2.2. AGENT ARCHITECTURES

Our goal in this paper is to test the effect of the attention mechanism on emergent language. The attention mechanism in its general form takes a query vector x and key-value vectors {y 1 , ..., y L }. The key-value vectors are optionally transformed into key vectors and value vectors or used as is. Then, attention scores {s 1 , ..., s L } are calculated as the similarity between the query vector and the key vectors to the attention weights via the softmax function. Finally, the attention weights are used to produce a weighted sum of the value vectors. A key feature of attention is that it allows the agents to selectively attend to a part of disentangled vector inputs.

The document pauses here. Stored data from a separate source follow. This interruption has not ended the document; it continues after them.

PR #1526, opened 2025-04-01
Improves c2c reader class

kennyweiss:
# Summary

- This PR is a refactoring of the C2CReader classes
- It uses axom's internal `NURBSCurve` class from primal to evaluate and discretize the C2C curve pieces.
   - We previously used a custom `NURBSInterpolator` class since axom did not yet have the `NURBSCurve` class

### Follow-up work:
I decided to keep this PR relatively small, and will work on several future features/improvements in follow up PRs:
- #1527 
- #1528 
- #1529 
- #1530

### DIFF
--- a/src/axom/quest/readers/C2CReader.cpp
+++ b/src/axom/quest/readers/C2CReader.cpp
@@ -14,15 +14,12 @@
 #include "axom/primal.hpp"
 #include "axom/fmt.hpp"
 
+#include <fstream>
+#include <string>
+
 // These macros enable some debugging utilities for linearization.
 // #define AXOM_DEBUG_LINEARIZE_VERBOSE
-// #define AXOM_DEBUG_WRITE_ERROR_CURVES
 // #define AXOM_DEBUG_WRITE_LINES
-
-/// Overload to format a c2c::Point using fmt
-template <>
-struct axom::fmt::formatter<c2c::Point> : ostream_formatter
-{ };
 
 namespace axom
 {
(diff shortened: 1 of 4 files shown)


src/axom/quest/readers/C2CReader.cpp
```diff
@@ -162,598 +166,47 @@ static void appendPoints(mint::UnstructuredMesh<mint::SINGLE_SHAPE>* mesh,
...
-      double F = 3. * (2. * xp * xpp + 2. * yp * ypp) *
-        (-yp * xppp + xp * yppp) / pow(xp2_plus_yp2, 5. / 2.);
-      double G = 3. * (-yp * xpp + xp * ypp) *
-        (2. * (xpp * xpp) + 2. * (ypp * ypp) + 2. * xp * xppp + 2. * yp * yppp) /
-        (2. * pow(xp2_plus_yp2, 5. / 2.));
-      double H = (-ypp * xppp + xpp * yppp) / pow(xp2_plus_yp2, 3. / 2.);
-
-      ders[1] = E - F - G + H;
-    }
-  }
```
kennyweiss, line 637: @BradWhitlock -- curvature is the only functionality that is being removed by this PR. It wasn't being used in the code in this file.  Should we add it to the `NURBSCurve` and `BezierCurve` classes?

Our intuition is that modeling direct associations between the symbol representations as query and disentangled input representations as key-value will bias agents toward packing each symbol with the information of a meaningful subpart of the inputs rather than with opaque and non-compositional information. To test these hypotheses, we design non-attention and attention agents for both Speaker and Listener (Figure 1 ).



Figure 1: Illustration of the attention agents in the referential game.